After that huge rant i would like to request a little help to understand how to "completely start over". i know it might sound messed up but i think im in an o.k. position to do it. why i say ok is because i basically dont own much but i am in no debt living independently. I pay regular bills and thats about it. I would love to move somewhere in Ontario thats semi city like living like toronto but not with such a high Cost of living. I could legally get a job and live because i am a full citizen i just never lived there before. 

Sorry about the long post but this is a little important to me. i also put this up on other sites i just would like to get a broad view of opinions!!


----------



## EVHB (Feb 11, 2008)

You make me curious!


Bahama_Dreamz said:


> The activities that i would like to do do not exist here.
> the places i would like to go do not exist here.
> the things i want to learn do not get taught here or are even useful


If you live in Canda, what kind of activities would you like to do,
where would you like to go,
and what would you like to learn?

These answers can be important for a good advise on the places that could be nice for you to live.


----------



## Bahama_Dreamz (Mar 8, 2008)

EVHB said:


> You make me curious!
> 
> If you live in Canda, what kind of activities would you like to do,
> where would you like to go,
> ...


I would like to be exposed to a broader music scene as well as having a chance to see majour tours and shows that might play in a bigger or more populated place. I would like to try out snowboarding and skiing as well as be able to go off roading or atving or sumthing. I would like to study music and languages and language arts.I would like to get a job that pays me what i am supposed to instead of some little hand out under the table. i would like to just meet new and different people. its hard to live here because of the island being soo small you already know everyone and everything about them and vise- versa.


----------



## ArabRose (May 14, 2009)

".... recently obtained Canadian Citizenship and am planning on moving north real soon. i have visited canada before and do enjoy to way of life, culture and weather ( went to toronto for two summers but didnt see snow). but im pretty sure it will be what i want. i know it might sound crazy..... "
May I ask how you can obtain Canadian Citizenship without having lived in the country for more than 3 years?


----------



## Bahama_Dreamz (Mar 8, 2008)

ArabRose said:


> ".... recently obtained Canadian Citizenship and am planning on moving north real soon. i have visited canada before and do enjoy to way of life, culture and weather ( went to toronto for two summers but didnt see snow). but im pretty sure it will be what i want. i know it might sound crazy..... "
> May I ask how you can obtain Canadian Citizenship without having lived in the country for more than 3 years?


self explanitory


----------



## ArabRose (May 14, 2009)

....I recently obtained Canadian Citizenship and am planning on moving north real soon. i have visited canada before and do enjoy to way of life, culture and weather ( went to toronto for two summers but didnt see snow). but im pretty sure it will be what i want. i know it might sound crazy. ....

You say you have visited Canada before.. as a tourist or as a permanent resident?

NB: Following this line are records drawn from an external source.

PR #65, opened 2015-09-20
Codestyle adjustments and adding some phpdoc blocks

spekulatius:


code/jobs/ScheduledExecutionJob.php
```diff
@@ -9,7 +9,10 @@
  * @license BSD License http://silverstripe.org/bsd-license/
  */
 class ScheduledExecutionJob extends AbstractQueuedJob {
-
+	/**
+	 * @param DataObject $dataObject
+	 * @param integer $timesExecuted
```
assertchris: `int` please :)

spekulatius: yesss, of course.

spekulatius: I have fixed this @assertchris . Thanks for looking at this :)

PR #76, opened 2015-11-19
Added standard license

helpfulrobot:
Hello!

I'm helpful robot. Isn't the weather acceptable in [subject home town]? I was just walking my [subject favourite pet] and thinking about how I could help you make your license file better. Do you like what I've come up with?

Have a nice day! [shurp shurp]


tractorcow:
I think it might be best to leave this one alone.

@nyeholt do you agree with me closing this without merge?

PR #83, opened 2016-02-02
BUG Fix error logging passing invalid errcontext

dhensby:
This is a squash and rebase of #17


dhensby:
ping @tractorcow

tractorcow:
Oh right, good fix. :)

PR #87, opened 2016-03-07
Remove CMS as composer requirement

swilsonalfa:
After some local testing, it seems that silverstripe-cms doesn't really need to be a requirement for this project.


tractorcow:
Thanks. :D

PR #88, opened 2016-03-11
Fix reference to queued job admin email

swilsonalfa:
The documentation suggests that the correct config variable for error emails is queued_job_admin_email, however, the code in the constructor of the QueuedJobService is set to queued_jobs_admin_email/


tractorcow:
Nice fix, thanks!

PR #90, opened 2016-04-03
BUG Remove invalid backtraces from errcontext

tractorcow:
Fixes https://github.com/silverstripe-labs/silverstripe-fulltextsearch/issues/111

This causes errors because SS_Backtrace cannot parse these arrays as being valid backtraces.


tractorcow:
Thanks @nyeholt !

PR #91, opened 2016-04-07
fix long job cron example in readme

sheadawson:
Looking at ProcessJobQueueTask.php - getQueue(), queue should be one of immediate, queued or large


tractorcow:
Thank you!

PR #101, opened 2016-09-16
Add daily CleanupJob to remove stale DB entries

### LINKED ISSUE #44: Clear jobs from the db
So as not to clog up the db there should be a way to clear jobs from the db after a set interval, or after x completions. Use case being I have a job that runs every minute, over the course of a day thats 1440 new records.

andrewandante:
Fixes #44 

Introduces a CleanupJob that is off by default to ensure an upgrade wouldn't start destroying DB entries unexpectedly.

Cleans out anything in the DB with JobStatus "Complete" or "Broken" more than 30 days old in its default configuration. Can be tweaked to save n records, then clean out anything matching a valid status above that.

Tweaked the end of `runJob()` to ensure there is one CleanupJob in the queue, and if not, schedule on in for a day from then. Should mean that it runs once a day.

### DIFF
--- a/README.md
+++ b/README.md
@@ -38,8 +38,9 @@ developers set these processes to be executed in the future.
 The module comes with
 
 * A section in the CMS for viewing a list of currently running jobs or scheduled jobs.
-* An abstract skeleton class for defining your own jobs
+* An abstract skeleton class for defining your own jobs.
 * A task that is executed as a cronjob for collecting and executing jobs.
+* A pre-configured job to cleanup the QueuedJobDescriptor database table.
 
 ## Quick Usage Overview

If you obtained Canadian Citizenship, then you must have lived there as a permanent resident for at least 3 years. And since you mentioned here that you have VISITED Canada before ... I conclude from the use of the verb "Visited" that you must have been there as a tourist. 

But if I am wrong, and you have lived there as a PR, then I don't see why you are asking questions about living in Canada, since you would have already lived there.

So it is not as self explanatory as you think it is.


----------



## Bahama_Dreamz (Mar 8, 2008)

ArabRose said:


> ....I recently obtained Canadian Citizenship and am planning on moving north real soon. i have visited canada before and do enjoy to way of life, culture and weather ( went to toronto for two summers but didnt see snow). but im pretty sure it will be what i want. i know it might sound crazy. ....
> 
> You say you have visited Canada before.. as a tourist or as a permanent resident? If you obtained Canadian Citizenship, then you must have lived there as a permanent resident for at least 3 years. And since you mentioned here that you have VISITED Canada before ... I conclude from the use of the verb "Visited" that you must have been there as a tourist.
> 
> ...


I have VISITED Canada as a Bahamian those couple of times. I have never lived there as a PR. I am a Child born to a Canadian citizen abroad. ( my mom is Canadian) so i sent in for my card and got it a year later. now i want to move there and thats where my question comes in.


----------